* Exercise directions *
From the entries that follow, gather each line holding the word "enable".

* Input data *
§

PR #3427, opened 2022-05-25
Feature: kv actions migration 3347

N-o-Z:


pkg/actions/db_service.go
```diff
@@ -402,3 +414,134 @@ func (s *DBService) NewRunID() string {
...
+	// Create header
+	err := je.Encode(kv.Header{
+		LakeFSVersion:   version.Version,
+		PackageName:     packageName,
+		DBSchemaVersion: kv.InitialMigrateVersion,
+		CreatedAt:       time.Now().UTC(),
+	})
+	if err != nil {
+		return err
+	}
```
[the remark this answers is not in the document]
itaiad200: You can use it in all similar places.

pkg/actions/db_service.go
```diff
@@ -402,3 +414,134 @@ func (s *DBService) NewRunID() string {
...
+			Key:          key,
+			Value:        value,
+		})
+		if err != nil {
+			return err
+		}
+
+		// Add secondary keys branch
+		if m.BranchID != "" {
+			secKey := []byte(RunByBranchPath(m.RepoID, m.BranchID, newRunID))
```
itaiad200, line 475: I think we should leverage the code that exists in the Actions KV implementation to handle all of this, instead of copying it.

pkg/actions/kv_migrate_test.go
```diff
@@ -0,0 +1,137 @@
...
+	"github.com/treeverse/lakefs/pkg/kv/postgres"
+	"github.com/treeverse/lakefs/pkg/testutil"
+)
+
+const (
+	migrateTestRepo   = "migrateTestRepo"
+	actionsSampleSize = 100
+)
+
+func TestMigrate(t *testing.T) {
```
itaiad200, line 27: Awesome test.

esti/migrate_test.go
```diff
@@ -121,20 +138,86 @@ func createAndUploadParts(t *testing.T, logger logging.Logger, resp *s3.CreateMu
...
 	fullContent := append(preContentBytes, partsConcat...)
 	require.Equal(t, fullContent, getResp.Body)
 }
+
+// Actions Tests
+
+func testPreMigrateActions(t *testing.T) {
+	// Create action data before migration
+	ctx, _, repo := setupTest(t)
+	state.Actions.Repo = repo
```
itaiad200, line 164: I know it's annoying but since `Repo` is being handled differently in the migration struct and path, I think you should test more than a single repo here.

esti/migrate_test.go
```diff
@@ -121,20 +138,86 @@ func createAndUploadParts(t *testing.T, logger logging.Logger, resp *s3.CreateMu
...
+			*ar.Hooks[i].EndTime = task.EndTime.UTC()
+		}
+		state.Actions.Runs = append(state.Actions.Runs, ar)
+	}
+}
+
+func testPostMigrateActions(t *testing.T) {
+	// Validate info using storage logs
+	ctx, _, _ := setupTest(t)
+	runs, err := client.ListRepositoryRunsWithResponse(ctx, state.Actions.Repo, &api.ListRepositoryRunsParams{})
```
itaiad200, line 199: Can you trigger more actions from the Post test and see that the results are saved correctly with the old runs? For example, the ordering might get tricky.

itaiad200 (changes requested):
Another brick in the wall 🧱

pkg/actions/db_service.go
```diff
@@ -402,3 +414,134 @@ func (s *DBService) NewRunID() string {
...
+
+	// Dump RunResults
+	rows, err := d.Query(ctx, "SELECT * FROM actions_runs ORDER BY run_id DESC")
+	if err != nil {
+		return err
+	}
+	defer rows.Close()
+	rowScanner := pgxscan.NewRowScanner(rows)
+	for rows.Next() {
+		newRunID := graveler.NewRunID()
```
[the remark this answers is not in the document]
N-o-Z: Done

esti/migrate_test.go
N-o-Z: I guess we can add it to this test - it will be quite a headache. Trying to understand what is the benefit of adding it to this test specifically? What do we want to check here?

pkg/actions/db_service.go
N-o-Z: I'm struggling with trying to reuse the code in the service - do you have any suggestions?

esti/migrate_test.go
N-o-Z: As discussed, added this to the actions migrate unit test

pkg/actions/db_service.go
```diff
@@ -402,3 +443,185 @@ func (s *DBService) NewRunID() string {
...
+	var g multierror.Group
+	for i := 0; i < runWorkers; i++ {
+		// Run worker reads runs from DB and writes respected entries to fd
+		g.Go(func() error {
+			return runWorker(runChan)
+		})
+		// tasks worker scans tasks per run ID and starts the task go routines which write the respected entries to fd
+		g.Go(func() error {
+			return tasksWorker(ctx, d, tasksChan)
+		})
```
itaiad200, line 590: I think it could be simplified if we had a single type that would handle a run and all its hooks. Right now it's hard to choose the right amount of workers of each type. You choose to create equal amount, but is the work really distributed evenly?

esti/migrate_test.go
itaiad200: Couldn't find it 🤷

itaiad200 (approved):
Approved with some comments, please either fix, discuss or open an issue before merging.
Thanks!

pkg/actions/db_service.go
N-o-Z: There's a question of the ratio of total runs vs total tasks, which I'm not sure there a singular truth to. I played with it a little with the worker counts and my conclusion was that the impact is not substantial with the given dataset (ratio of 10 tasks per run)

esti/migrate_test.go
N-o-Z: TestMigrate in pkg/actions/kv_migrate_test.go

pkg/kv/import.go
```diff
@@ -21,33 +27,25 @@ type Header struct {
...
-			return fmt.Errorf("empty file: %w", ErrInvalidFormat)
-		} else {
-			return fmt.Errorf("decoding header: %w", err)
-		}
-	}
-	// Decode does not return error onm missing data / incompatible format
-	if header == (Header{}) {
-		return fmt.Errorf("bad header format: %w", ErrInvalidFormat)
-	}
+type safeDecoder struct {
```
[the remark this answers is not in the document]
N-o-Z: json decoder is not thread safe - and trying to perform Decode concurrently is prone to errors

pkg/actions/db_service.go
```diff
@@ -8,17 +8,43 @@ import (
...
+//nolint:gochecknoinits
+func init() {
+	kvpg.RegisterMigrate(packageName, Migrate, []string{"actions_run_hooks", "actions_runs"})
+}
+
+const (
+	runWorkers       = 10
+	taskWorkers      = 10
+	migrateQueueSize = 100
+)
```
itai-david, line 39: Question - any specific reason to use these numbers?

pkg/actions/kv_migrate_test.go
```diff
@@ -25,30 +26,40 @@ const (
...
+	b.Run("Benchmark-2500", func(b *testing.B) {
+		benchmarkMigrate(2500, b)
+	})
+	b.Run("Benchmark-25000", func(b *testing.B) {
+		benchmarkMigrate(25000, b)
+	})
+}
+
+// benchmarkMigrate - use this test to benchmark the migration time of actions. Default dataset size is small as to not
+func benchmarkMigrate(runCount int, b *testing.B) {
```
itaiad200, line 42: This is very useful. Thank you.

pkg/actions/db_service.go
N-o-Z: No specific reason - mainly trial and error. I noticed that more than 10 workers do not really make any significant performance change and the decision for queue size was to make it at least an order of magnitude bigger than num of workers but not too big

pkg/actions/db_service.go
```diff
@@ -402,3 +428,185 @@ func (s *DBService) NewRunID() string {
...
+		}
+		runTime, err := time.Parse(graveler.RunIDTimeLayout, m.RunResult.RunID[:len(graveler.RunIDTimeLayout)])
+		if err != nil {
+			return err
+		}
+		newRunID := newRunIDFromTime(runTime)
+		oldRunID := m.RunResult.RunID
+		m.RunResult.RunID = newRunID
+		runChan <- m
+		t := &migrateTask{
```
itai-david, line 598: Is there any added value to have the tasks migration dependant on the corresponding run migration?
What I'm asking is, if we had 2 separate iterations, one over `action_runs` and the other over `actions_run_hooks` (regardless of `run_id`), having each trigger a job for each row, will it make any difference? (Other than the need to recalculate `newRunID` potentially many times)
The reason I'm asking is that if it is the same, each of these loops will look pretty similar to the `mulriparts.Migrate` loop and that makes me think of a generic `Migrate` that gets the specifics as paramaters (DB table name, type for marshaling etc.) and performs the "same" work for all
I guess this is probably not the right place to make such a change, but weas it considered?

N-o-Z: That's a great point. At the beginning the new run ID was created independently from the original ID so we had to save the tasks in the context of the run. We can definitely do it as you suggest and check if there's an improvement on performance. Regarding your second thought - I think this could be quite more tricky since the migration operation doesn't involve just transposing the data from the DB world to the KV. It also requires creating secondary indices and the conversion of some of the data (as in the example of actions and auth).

§

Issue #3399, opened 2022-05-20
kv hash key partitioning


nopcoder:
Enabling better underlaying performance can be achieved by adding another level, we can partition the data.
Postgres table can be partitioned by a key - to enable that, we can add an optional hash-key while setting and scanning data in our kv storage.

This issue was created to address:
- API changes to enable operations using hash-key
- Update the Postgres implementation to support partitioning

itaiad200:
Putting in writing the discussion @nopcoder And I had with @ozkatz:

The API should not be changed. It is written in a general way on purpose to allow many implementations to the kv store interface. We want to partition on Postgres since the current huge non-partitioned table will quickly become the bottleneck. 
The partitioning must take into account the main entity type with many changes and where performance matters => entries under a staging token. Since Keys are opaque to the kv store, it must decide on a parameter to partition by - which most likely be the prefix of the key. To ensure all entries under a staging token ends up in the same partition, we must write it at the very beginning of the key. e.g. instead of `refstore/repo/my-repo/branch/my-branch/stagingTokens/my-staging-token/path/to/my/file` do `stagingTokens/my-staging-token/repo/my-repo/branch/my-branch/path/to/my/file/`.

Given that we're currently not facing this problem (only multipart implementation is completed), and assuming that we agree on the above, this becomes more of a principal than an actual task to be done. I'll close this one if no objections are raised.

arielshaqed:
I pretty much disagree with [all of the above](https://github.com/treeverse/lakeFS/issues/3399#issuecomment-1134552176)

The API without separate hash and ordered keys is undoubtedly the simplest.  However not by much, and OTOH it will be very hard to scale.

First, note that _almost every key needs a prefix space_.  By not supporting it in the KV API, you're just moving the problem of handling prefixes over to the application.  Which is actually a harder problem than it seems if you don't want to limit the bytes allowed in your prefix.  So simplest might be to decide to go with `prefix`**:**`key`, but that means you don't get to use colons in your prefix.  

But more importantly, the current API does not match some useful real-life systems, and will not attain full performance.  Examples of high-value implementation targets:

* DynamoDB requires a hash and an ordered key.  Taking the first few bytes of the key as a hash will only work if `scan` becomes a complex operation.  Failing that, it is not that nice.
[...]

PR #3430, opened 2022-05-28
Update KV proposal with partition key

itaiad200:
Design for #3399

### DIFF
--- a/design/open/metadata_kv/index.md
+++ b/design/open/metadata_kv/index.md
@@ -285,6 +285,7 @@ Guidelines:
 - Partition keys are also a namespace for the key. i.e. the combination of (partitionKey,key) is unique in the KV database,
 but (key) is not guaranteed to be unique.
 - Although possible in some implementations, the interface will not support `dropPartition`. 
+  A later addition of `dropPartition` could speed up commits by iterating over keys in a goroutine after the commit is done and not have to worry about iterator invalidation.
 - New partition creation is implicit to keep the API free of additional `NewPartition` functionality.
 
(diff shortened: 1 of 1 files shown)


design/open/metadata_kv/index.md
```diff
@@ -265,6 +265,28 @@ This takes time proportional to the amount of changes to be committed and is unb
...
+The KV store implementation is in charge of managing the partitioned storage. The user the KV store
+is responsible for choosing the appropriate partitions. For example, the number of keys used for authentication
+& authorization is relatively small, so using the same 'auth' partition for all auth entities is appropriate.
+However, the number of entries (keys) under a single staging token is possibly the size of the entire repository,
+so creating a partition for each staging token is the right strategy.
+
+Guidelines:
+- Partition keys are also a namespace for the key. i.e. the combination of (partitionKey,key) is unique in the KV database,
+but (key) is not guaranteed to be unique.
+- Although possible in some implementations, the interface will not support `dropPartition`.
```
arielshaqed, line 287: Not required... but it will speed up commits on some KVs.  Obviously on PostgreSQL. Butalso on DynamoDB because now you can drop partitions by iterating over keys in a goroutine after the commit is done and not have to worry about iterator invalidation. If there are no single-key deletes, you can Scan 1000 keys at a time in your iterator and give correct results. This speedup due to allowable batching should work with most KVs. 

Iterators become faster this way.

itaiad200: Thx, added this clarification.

§

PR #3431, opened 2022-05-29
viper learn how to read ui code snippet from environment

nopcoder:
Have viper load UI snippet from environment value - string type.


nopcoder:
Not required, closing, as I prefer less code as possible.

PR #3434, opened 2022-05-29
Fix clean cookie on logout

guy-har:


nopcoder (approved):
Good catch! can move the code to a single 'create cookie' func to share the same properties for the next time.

§

* Response to this task *
Postgres table can be partitioned by a key - to enable that, we can add an optional hash-key while setting and scanning data in our kv storage.
- API changes to enable operations using hash-key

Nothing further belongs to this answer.